Problem details
Please write out all of the entries without altering anything.

Data provided
PR #3299, opened 2023-12-08
Stream implementation (wrapper) for PaginationStream

Ploppz:
## Motivation and Context
https://github.com/awslabs/aws-sdk-rust/discussions/995

## Description
I tried to implement futures::Stream for a wrapper struct around `PaginationStream`. I am unsure if I did it in the best way. After fighting with the borrow checker for a while I decided to try `Arc<Mutex<_>>` - is this the way to go or does there exist a better way?
Even then, does the code look correct? I used it in my project and my integration tests do pass but I am not 100% that these tests will catch any error in paginated ListObjectsV2.

I would appreciate any feedback so far.

## Testing
In progress while waiting for feedback on code

## Checklist


rcoh:
for a number of reasons, I think that _is_ the best you can do. Since you need to box the future, you then can't know for sure that the stream is alive long enough.

Luckily, there is a better way! We can expose `poll_next` on `PaginationStream` so that we can delegate to that. I've updated your branch with these changes.

I think there are a couple of remaining items we should do:

1. Add an extension trait so you can do something like:

```rust
s3.list_buckets().into_paginator().send().as_stream_03x().map(...) // and other stream trait useful functions
```

2. Add a changelog entry so folks know this new functionality is available!

Ploppz:
Thanks! Some questions:
- Why do you use `tokio-stream` rather than `futures`? I guess I will change the name of the module futures.rs
- What is `03x` in the function name?
- I assume at this point the code is so simply tests are not needed

Ploppz:
Does it look good now?

Ploppz:
Btw, if tokio-stream re-exports futures::Stream and we don't even use StreamExt for anything, then that means we simply bring in more dependencies than necessary. Shouldn't we just use `futures`?

abusch:
Nice, that would be useful to have! In the meantime we've done something pretty similar, which seems to work for us (plus an extension trait to add a `.into_stream()` method):

```rust
pub struct PaginationStreamAdapter<T>(PaginationStream<T>);

impl<T> futures::stream::Stream for PaginationStreamAdapter<T> {
    type Item = T;

    fn poll_next(
        mut self: Pin<&mut Self>,
        cx: &mut std::task::Context<'_>,
    ) -> std::task::Poll<Option<Self::Item>> {
        let fut = self.0.next();
        pin_mut!(fut);
        fut.poll(cx)
    }
}
```

Ploppz:
@abusch I'm not sure but isn't it wrong to call `next()` in every call to `poll_next`? 
Even if it somehow works, it seems wrong to me. I might be wrong though but here's my line of thought:
The async system will keep polling to check the status of whether the next item is ready, and every time it does that, internally, your impl will call the next() function which I believe (these semantics would make sense to me) should be waited for completion until it's called the next time. If you are lucky, it's always ready when polled, maybe that's why it works for you?

rcoh:
FYI I'm pretty sure that implementation is wrong — It may work due to a
coincidence of how our demand driven paginator works but I wouldn't
recommend relying on that

abusch:
Hmm, yeah, you might be right 😓

rcoh:
yeah that's fair. In that case, I think we should use `future_core` stream directly: [https://docs.rs/futures-core/latest/futures_core/stream/trait.Stream.html](futures_core::Stream) (futures::Stream) is just yet another re-export of this.

We should probably include a comment suggesting that tokio_stream is where most of the useful utilities live, though

rust-runtime/aws-smithy-types-convert/src/stream.rs
```diff
@@ -0,0 +1,52 @@
...
+}
+
+/// Trait to convert PaginationStream into implementor of `Stream`
+pub trait PaginationStreamExt<Item> {
+    /// Convert PaginationStream into implementor of `Stream`
+    fn as_stream_01x(self) -> PaginationStreamImplStream<Item>;
+}
+
+impl<Item> PaginationStreamExt<Item> for PaginationStream<Item> {
+    fn as_stream_01x(self) -> PaginationStreamImplStream<Item> {
```
rcoh, line 47: I wonder if this should be `into` instead since it consumes `self`. I don't have a strong opinion.

CHANGELOG.next.toml
```diff
@@ -79,3 +79,9 @@ message = "Expose local socket address from ConnectionMetadata."
 references = ["aws-sdk-rust#990"]
 meta = { "breaking" = false, "tada" = false, "bug" = false, "target" = "client" }
 author = "declanvk"
+
+[[smithy-rs]]
+message = "Optional implementation of Stream on PaginationStream"
+references = ["smithy-rs#3299"]
+meta = { "breaking" = false, "tada" = false, "bug" = false, "target" = "client"}
+author = "Erlend Langseth <erlend.langseth@openanalytics.eu>"
```
rcoh, line 87: we should probably also duplicate this under `aws-sdk-rust`, this will be relevant for folks using the SDK as well.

Response to the exercise
PR #3299, opened 2023-12-08
Stream implementation (wrapper) for PaginationStream

Ploppz:
## Motivation and Context
https://github.com/awslabs/aws-sdk-rust/discussions/995

## Description
I tried to implement futures::Stream for a wrapper struct around `PaginationStream`. I am unsure if I did it in the best way. After fighting with the borrow checker for a while I decided to try `Arc<Mutex<_>>` - is this the way to go or does there exist a better way?
Even then, does the code look correct? I used it in my project and my integration tests do pass but I am not 100% that these tests will catch any error in paginated ListObjectsV2.

I would appreciate any feedback so far.

## Testing
In progress while waiting for feedback on code

## Checklist


rcoh:
for a number of reasons, I think that _is_ the best you can do. Since you need to box the future, you then can't know for sure that the stream is alive long enough.

Luckily, there is a better way! We can expose `poll_next` on `PaginationStream` so that we can delegate to that. I've updated your branch with these changes.

I think there are a couple of remaining items we should do:

1. Add an extension trait so you can do something like:

```rust
s3.list_buckets().into_paginator().send().as_stream_03x().map(...) // and other stream trait useful functions
```

2. Add a changelog entry so folks know this new functionality is available!

Ploppz:
Thanks! Some questions:
- Why do you use `tokio-stream` rather than `futures`? I guess I will change the name of the module futures.rs
- What is `03x` in the function name?
- I assume at this point the code is so simply tests are not needed

Ploppz:
Does it look good now?

Ploppz:
Btw, if tokio-stream re-exports futures::Stream and we don't even use StreamExt for anything, then that means we simply bring in more dependencies than necessary. Shouldn't we just use `futures`?

abusch:
Nice, that would be useful to have! In the meantime we've done something pretty similar, which seems to work for us (plus an extension trait to add a `.into_stream()` method):

```rust
pub struct PaginationStreamAdapter<T>(PaginationStream<T>);

impl<T> futures::stream::Stream for PaginationStreamAdapter<T> {
    type Item = T;

    fn poll_next(
        mut self: Pin<&mut Self>,
        cx: &mut std::task::Context<'_>,
    ) -> std::task::Poll<Option<Self::Item>> {
        let fut = self.0.next();
        pin_mut!(fut);
        fut.poll(cx)
    }
}
```

Ploppz:
@abusch I'm not sure but isn't it wrong to call `next()` in every call to `poll_next`? 
Even if it somehow works, it seems wrong to me. I might be wrong though but here's my line of thought:
The async system will keep polling to check the status of whether the next item is ready, and every time it does that, internally, your impl will call the next() function which I believe (these semantics would make sense to me) should be waited for completion until it's called the next time. If you are lucky, it's always ready when polled, maybe that's why it works for you?

rcoh:
FYI I'm pretty sure that implementation is wrong — It may work due to a
coincidence of how our demand driven paginator works but I wouldn't
recommend relying on that

abusch:
Hmm, yeah, you might be right 😓

rcoh:
yeah that's fair. In that case, I think we should use `future_core` stream directly: [https://docs.rs/futures-core/latest/futures_core/stream/trait.Stream.html](futures_core::Stream) (futures::Stream) is just yet another re-export of this.

We should probably include a comment suggesting that tokio_stream is where most of the useful utilities live, though

rust-runtime/aws-smithy-types-convert/src/stream.rs
```diff
@@ -0,0 +1,52 @@
...
+}
+
+/// Trait to convert PaginationStream into implementor of `Stream`
+pub trait PaginationStreamExt<Item> {
+    /// Convert PaginationStream into implementor of `Stream`
+    fn as_stream_01x(self) -> PaginationStreamImplStream<Item>;
+}
+
+impl<Item> PaginationStreamExt<Item> for PaginationStream<Item> {
+    fn as_stream_01x(self) -> PaginationStreamImplStream<Item> {
```
rcoh, line 47: I wonder if this should be `into` instead since it consumes `self`. I don't have a strong opinion.

CHANGELOG.next.toml
```diff
@@ -79,3 +79,9 @@ message = "Expose local socket address from ConnectionMetadata."
 references = ["aws-sdk-rust#990"]
 meta = { "breaking" = false, "tada" = false, "bug" = false, "target" = "client" }
 author = "declanvk"
+
+[[smithy-rs]]
+message = "Optional implementation of Stream on PaginationStream"
+references = ["smithy-rs#3299"]
+meta = { "breaking" = false, "tada" = false, "bug" = false, "target" = "client"}
+author = "Erlend Langseth <erlend.langseth@openanalytics.eu>"
```
rcoh, line 87: we should probably also duplicate this under `aws-sdk-rust`, this will be relevant for folks using the SDK as well.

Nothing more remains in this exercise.